May/June 2019
FACULTY OF ENGINEERING
First-Year Examination for the Degrees
of
Bachelor and Master of Engineering
EENG14000 DIGITAL CIRCUITS AND SYSTEMS
Logic Design
Tick all the right choices. There is at least one correct choice. To get the full mark for each multiple choice question, all correct choices must be ticked. If a wrong answer is ticked the mark for the question will be zero even if all correct choices are ticked. There is no negative marking for wrong answers.

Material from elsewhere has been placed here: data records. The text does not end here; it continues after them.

Issue #13679, opened 2022-11-08
[keba] State Item should be Number not String


maihacke:
The example items configuration defines the item for the state as string item:

`String 						KebaState  				"Operating State [%s]"						{channel="keba:kecontact:1:state"}`

This in incorrect end results in the state being shown as a bogus datetime.
Correct would be a number item:

`Number 						KebaState  				"Operating State [%s]"						{channel="keba:kecontact:1:state"}`

lolodomo:
That is true, the "state" channel type is defined as Number. Can you please propose a fix of the README example ? I will then merge your proposal.

maihacke:
Yes, will do in the next days.

maihacke:
Interestingly when trying to "correct" the readme example there was already the right type. Nevertheless in the describing table it was wrong and is now corrected.

PR #13845, opened 2022-12-05
[keba] Correct item type for state item in readme.md

maihacke:
# Minor change in documentation for state item

Fix documentation to correct item type for state item
Should fix https://github.com/openhab/openhab-addons/issues/13679

# Description
Fix documentation to correct item type for state item


lolodomo:
The channel definition still mention Number and not String. 
https://github.com/openhab/openhab-addons/blob/main/bundles/org.openhab.binding.keba/src/main/resources/OH-INF/thing/kecontact.xml#L75

lolodomo:
And the binding is building a DecimalType for this channel:
https://github.com/openhab/openhab-addons/blob/da59cdd255a66275dd7ae11dd294fedca4942d30/bundles/org.openhab.binding.keba/src/main/java/org/openhab/binding/keba/internal/handler/KeContactHandler.java#L315

So Number looks good and String is wrong.

lolodomo:
In fact, you need to make the inversed fix. 
Read the issue.

maihacke:
Damn was totally confused this morning. Now it's (hopefully) the intended change. Sorry.

lolodomo (approved):
LGTM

An unattempted question will score zero.
From QA.1 to QA.24: Correct answers will be marked with +1.
From QA.25 to QA.28: Correct answers will be marked with +4.
QA.29 and QA.30: Correct answers will be marked with +5.
If you change your mind about an answer, redraw new empty boxes and tick the boxes you want.
QA.1) Any combinational logic function can be represented with:
o a list of Maxterms.
o NAND logic operators only.
o a list of minterms.
o AND and NOT logic operators.
QA.2) Digital systems are composed of:
o a network of transistors behaving like switches.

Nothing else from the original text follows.